Я пошла к Раисе и рассказала ей все. У меня, как видно, есть уже опыт в таких рассказах. Я рассказываю своим девочкам в институте, рассказываю даже случайным знакомым женщинам вроде тех, с которыми вместе валяешься три дня в роддоме после аборта. Но Раисе я рассказала не так. Раиса действительно поняла, что она у меня на свете одна. Что здесь речь уже идет не о зигзаге, а о потере жилья для меня и для Саши, о потере надежды на двухкомнатную квартиру, о которой я так страстно мечтала и которая мне даже снилась. Сколько раз в наши ночные разговоры мы с Петровым обставляли ее мебелью. Петров хотел сам расписать стену в кухне, как Сикейрос, одной громадной фреской, хотел расписать даже белый эмалированный поддон от газовой плиты, хотел расписать холодильник. Это все были мечты, хотя мой Петров неплохо рисует перышком, срисовывает из журналов портреты знаменитых джазменов, вставляет их в черные багетики и вешает по стенам. Петров может вести партию фоно в джазе, несколько лет он выступал в самодеятельности в клубе «Победа», пока не почувствовал себя старым для всех этих смотров самодеятельности, для поездок в автобусах по подшефным колхозам, для принудительного аккомпанирования участникам класса сольного пения.
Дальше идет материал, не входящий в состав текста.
PR #492, opened 2024-04-24
Document why Tls.Engine.send_application_data is None

reynir:
As discussed in https://github.com/robur-coop/miragevpn/pull/234/files/4f553471dc81e03790ead342caba5e50ac05fd71#r1576424941


hannesm:
thanks!

PR #493, opened 2024-04-29
use bytes/string instead of cstruct

hannesm:
still needs to adapt the other effectful layers (mirage/eio/async)


hannesm:
see #497

PR #494, opened 2024-05-01
Add the Miou implementation of TLS

dinosaure:
This PR provides an implementation of `tls` with [miou][miou]. It provides also a test which checks randomly different actions between a client and a server. The package is actually tested with [httpcats][httpcats] (for http/1.1 and h2) and, if we want to take the opportunity to do some HTTP requests in parallel, this [patch][mirage-crypto] about `mirage-crypto` is needed - but it is not necessary if we only use `Miou.call_cc` which spawns a task concurrently.

## The fuzzer

The fuzzer tests the behavior of `Tls_miou` when we use these actions:
```ocaml
type operation =
  | Send of string
  | Recv of int
  | Shutdown of [ `read | `write ]
  | Close
  | Noop
```

It does not test the TLS implementation (if we are able to correctly encrypt/decrypt the session). These actions are randomly chosen by the fuzzer. The idea is to produce a suit of actions for a client and a server. Note that we don't generate a situation where both read or both write "at the same time". The generation has 4 points where we are able to `close`, `shutdown(recv)` or `shutdown(write)`. An example is:
```
client: [send(64); noop; recv(64); shutdown(send); recv(64); noop; noop; close; noop; close]
server: [recv(64); noop; send(64); shutdown(send); send(64); close; noop; close; noop; close]
```

Then, we launch a TLS server and start a new session with a client. Both do actions and fill a buffer. We catch all possible errors and terminate properly the server and the client. Finally, we compare what the server received and what the client received with an _oracle_. The oracle is the `compile` function. The rules are simple:
- we record when the client and the server shutdown/close the connection
- if the client/server want to send/recv something, we check the status of the connection. We continue if everything is normal (none of them shutdown/close their sides) or we directly return the final result (in our implementation, we should raise an exception `End_of_file` or `Closed_by_peer`).

## The error cases

Actually, from an UNIX socket, `read` can raises `ECONNRESET` and `write` can raise `EPIPE` and `ECONNRESET`. For our perspective, these cases tell us that the connection is closed (on a specific side or totally). We handle these cases and transfer the information to the internal TLS state.

Another issues encountered is about `read` and `close`. Our fuzzer uses a UNIX socket - we can not rely on the throughput of the network. It can arrives that the server get the whole data and a close-notify before to do anything. In this situation, we must returns what we got and consider, afterwards, the connection closed even if the TLS state is actually `` `Closed``.

Finally, the previous point enforces the fact that we must returns what the client/server received even if the connection was closed (or `shutdown(recv)`). However, the user can also decide to `close` or `shutdown(recv)` the connection **before** to read anything. We must drop pending _application-data_ in such situation.

## Parallelism

Currently, as said in the introduction, we must use a patch for `mirage-crypto` to be able to launch several parallel TLS sessions. The `mirage-crypto-rng-miou` is also needed if we don't want any data-race conditions when we generate a random value. The test actually uses only one domain and `mirage-crypto-rng.unix` according to the current situation of `mirage-crypto`.

[miou]: https://github.com/robur-coop/miou
[httpcats]: https://github.com/robur-coop/httpcats
[mirage-crypto]: https://github.com/mirage/mirage-crypto/pull/186


dinosaure:
A new branch `dinosaure/ocaml-tls#miou-string` exists which is this PR on top of our changes about `Cstruct.t -> string` but I will propose it when the `Cstruct.t -> string` PR will be merge. The code does not change to much. Let me know when everything will be good about `tls` to propose then a rebased version of this PR.

hannesm:
I thought we'll do the cstruct -> string jump in mirage-crypto with a release soon, and then adapt x509 etc. as well, and get this PR merged when we also have tls using string/bytes. Or should this be merged earlier and released (I thought it'd depend on mirage-crypto-rng-miou).

dinosaure:
We should merge this after the Cstruct.t - > string PR. It does not require as is mirage-crypto-rng-miou-unix but it requires fixes about parallelism to work nicely then (so it requires a release of mirage-crypto which includes the Cstruct.t -> string move).

hannesm:
This can now that #497 is merged be rebased on the current main branch.

hannesm:
superseeded by #503

PR #495, opened 2024-05-10
Fix eporter secret computations

hannesm:
//cc @reynir


hannesm:
I tested this with miragevpn -- before this PR, our server couldn't use tls-ekm with our client - with this PR, it can! :)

Петров освоил и перкаши и немного контрабас. И несколько раз он пел в сопровождении своего квартета — рояль, гитара, контрабас, ударник — английскую песню «Шейкохэм» — так она, кажется, произносилась. Но никто не оценил его простой, без хрипотцы и оттенков, голос, его безупречный английский выговор. Он пел не так, как говорил, в этом ведь тоже есть искусственность. Он пел просто, громко, деревянно, монотонно, но в этом было столько прямоты, столько мужской искренности, беззащитности. Он пел весь напрягшись, как струна, и немного вздрагивал в ритме песни. Я его слушала один только раз, когда Саше было два месяца. Мне было не до Петрова в тот вечер, молоко прямо-таки раздавливало мою грудь, стояло во всех долечках, и грудь чувствовалась как деревянная, граненая. Я нервничала, бесилась, чувствовала, что Саша хочет есть, а номер Петрова, как всегда, был в самом конце программы. И вот наконец он со своими ребятами вышел на сцену, они катили рояль, а он нес маленький микрофон, новинку. Долго ударник устанавливал свои перкаши, потом они сыграли Чемберлена, мягкий вальсок, потом наконец «Шейкохэм».

Петров пел, подрагивая в такт всем своим длинным телом, и я немного даже заслушалась его, но молоко вступило в грудь, и я поняла, что надо бежать к Саше, он сейчас кричит и требует свое. И я встала, хотя песня еще не кончилась, обернулась спиной к Петрову и побежала из зала. Мне было не до Петрова, как мне и сейчас не до него, потому что все во мне занял Саша, как тогда молоко заняло всю мою грудь, оставив только перегородки. И я до сих пор не знаю, как пережил Петров мое бегство из зрительного зала, и хлопали ли ему так, как он этого заслуживал, — я его не спрашивала, он мне не рассказывал. Я ему так и не объяснила ничего, мы вообще в то время мало с ним разговаривали.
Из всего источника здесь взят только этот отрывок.